Extracted records:
PR #382, opened 2025-06-06
Sovereign cleanup and coverage

andreiblt1304:


sergiuosvat (approved):

sovereign-forge/tests/sovereign_forge_blackbox_tests.rs
axenteoctavian, line 1: I see in all tests, you deploy the contracts, then you also call some deploy phases. That's not ok.
The clean way would be to deploy sovereign-forge and chain-factory inside `SovereignForgeTestState::new();`, then call deploy phases

PR #385, opened 2025-06-11
Emit failed event instead of panic when hash generation fails

andreiblt1304:


CostinCarabas (approved):

chain-config/src/lib.rs
```diff
@@ -58,6 +67,9 @@ pub trait ChainConfigContract:
                 &config_hash,
                 &ManagedBuffer::from(error_message),
             );
+
+            self.remove_executed_hash(&hash_of_hashes, &config_hash);
+            return;
```
axenteoctavian, line 72: This is not needed, you call it 2 times

PR #387, opened 2025-06-12
Validator registration endpoints

andreiblt1304:


chain-config/src/validator_rules.rs
```diff
@@ -21,10 +24,91 @@ pub trait ValidatorRulesModule {
...
     }
 
+    #[endpoint(register)]
+    fn register(&self, new_validator: ValidatorInfo<Self::Api>) {
+        self.require_setup_complete();
+        self.require_validator_not_registered(&new_validator.bls_key);
+
+        let max_number_of_validators = self.sovereign_config().get().max_validators;
+        let last_bls_key_id = self.last_bls_key_id().get();
+        let current_bls_key_id = &last_bls_key_id + 1u32;
```
axenteoctavian, line 34: We should start from zero

chain-config/src/validator_rules.rs
```diff
@@ -21,10 +24,91 @@ pub trait ValidatorRulesModule {
...
+    }
+
+    #[endpoint(unregister)]
+    fn unregister(&self, validator_info: ValidatorInfo<Self::Api>) {
+        self.require_setup_complete();
+        self.require_validator_registered(&validator_info.bls_key);
+
+        let min_number_of_validators = self.sovereign_config().get().min_validators;
+        let last_bls_key_id = self.last_bls_key_id().get();
+        let current_bls_key_id = &last_bls_key_id - 1u32;
```
axenteoctavian, line 62: We should not do this. The ID si always incrementing

chain-config/src/validator_rules.rs
```diff
@@ -21,10 +24,91 @@ pub trait ValidatorRulesModule {
...
+
+        require!(
+            current_bls_key_id >= min_number_of_validators,
```
axenteoctavian, line 65: This is not really ok. Validators should be able to unregister.

chain-config/tests/chain_config_blackbox_tests.rs
```diff
@@ -289,3 +294,258 @@ fn test_update_config() {
...
+///
+/// ### EXPECTED
+/// Error VALIDATOR_RANGE_EXCEEDED
+#[test]
+fn test_register_validator_range_exceeded_too_many_validators() {
+    let mut state = ChainConfigTestState::new();
+
+    state
+        .common_setup
+        .deploy_chain_config(OptionalValue::None, None);
```
axenteoctavian, line 338: Please use here `default_config` to be more clear that max number of validators is 1

chain-config/tests/chain_config_blackbox_tests.rs
```diff
@@ -289,3 +294,258 @@ fn test_update_config() {
...
+/// ### TEST
+/// C-CONFIG_REGISTER_VALIDATOR_OK
+///
+/// ### ACTION
+/// Call 'register()' with valid validator
+///
+/// ### EXPECTED
+/// Validator is registered successfully
+#[test]
+fn test_register_validator() {
```
axenteoctavian, line 402: Register multiple validators in this test

common/structs/src/lib.rs
```diff
@@ -29,3 +29,12 @@ pub struct IssueEsdtArgs<M: ManagedTypeApi> {
...
     pub num_decimals: usize,
 }
+
+#[type_abi]
+#[derive(TopEncode, TopDecode, NestedEncode)]
+pub struct ValidatorInfo<M: ManagedTypeApi> {
+    pub address: ManagedAddress<M>,
+    pub bls_key: ManagedBuffer<M>,
+    pub egld_stake: BigUint<M>,
+    pub token_stake: EsdtTokenData<M>,
```
axenteoctavian, line 39: I don't think we'll need this. We'll see later

common/events/src/lib.rs
```diff
@@ -36,4 +36,23 @@ pub trait EventsModule {
         #[indexed] hash: &ManagedBuffer,
         error_message: &ManagedBuffer,
     );
+
+    // address, blsKeys, eGLDStake, tokenStake
+    #[event("register")]
+    fn register_event(
```
axenteoctavian, line 42: We need to send the `id` in both events

axenteoctavian (changes requested):
TODOs:
- complete_setup_phase should validate the config
-  we might also need some `pause` module to temporary stop the registrations

chain-config/src/validator_rules.rs
```diff
@@ -21,10 +24,87 @@ pub trait ValidatorRulesModule {
...
+        let last_bls_key_id_mapper = self.last_bls_key_id();
+        let current_bls_key_id = &last_bls_key_id_mapper.get() + 1u32;
+
+        require!(
+            current_bls_key_id <= max_number_of_validators,
+            VALIDATOR_RANGE_EXCEEDED
+        );
+
+        self.last_bls_key_id()
+            .update(|id| *id += BigUint::from(1u32));
```
axenteoctavian, line 42: You can update with `current_bls_key_id`

chain-config/src/validator_rules.rs
axenteoctavian: There is no need for an event. The min number of validators will be checked in other places.

axenteoctavian (commented):
Please create tasks for:
- `complete_setup_phase` should validate the config
- also I'm thinking about this flow (not sure if this is right, we need to discuss) -> there will be more tasks
Registrations flow:
- sovereign owner will complete_setup_phase in sovereign-forge
- validators will come and register in chain-config
-> we didn't consider `opt_additional_stake_required` from config
- sovereign owner will disable the registrations
-> he should be able to disable only once (if min validators number is met)
-> these are the genesis validators and need to be added in header-verifier for epoch 0
- the genesis validators will be extracted from contract (read from storage/call some endpoint) to have them for node config
- the sovereign chain will be deployed
- then an outgoing operations will enable the register/unregister endpoints

PR #390, opened 2025-06-19
Added validator logic to header-verifier

andreiblt1304:


interactor/tests/sovereign_forge_tests.rs
andreiblt1304, line 1: Those test were ignored to reduce conflicts with the [Cross-Shard interactor](https://github.com/multiversx/mx-sovereign-sc/pull/402) PR.

header-verifier/src/lib.rs
```diff
@@ -201,19 +219,92 @@ pub trait Headerverifier: events::EventsModule + setup_phase::SetupPhaseModule {
...
+
+        let bitmap_byte_array = &padded_bitmap_byte_array[..bls_keys_length];
+
+        let mut approving_validators_bls_keys: ManagedVec<Self::Api, ManagedBuffer> =
+            ManagedVec::new();
+
+        for (index, has_signed) in bitmap_byte_array.iter().enumerate() {
+            if *has_signed == 1u8 {
+                approving_validators_bls_keys.push(
+                    self.bls_keys_map(self.get_chain_config_address())
```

*Problem description*:
If a line in the records contains the word "ManagedTypeApi", copy it.

*Task output*:
@@ -29,3 +29,12 @@ pub struct IssueEsdtArgs<M: ManagedTypeApi> {
+pub struct ValidatorInfo<M: ManagedTypeApi> {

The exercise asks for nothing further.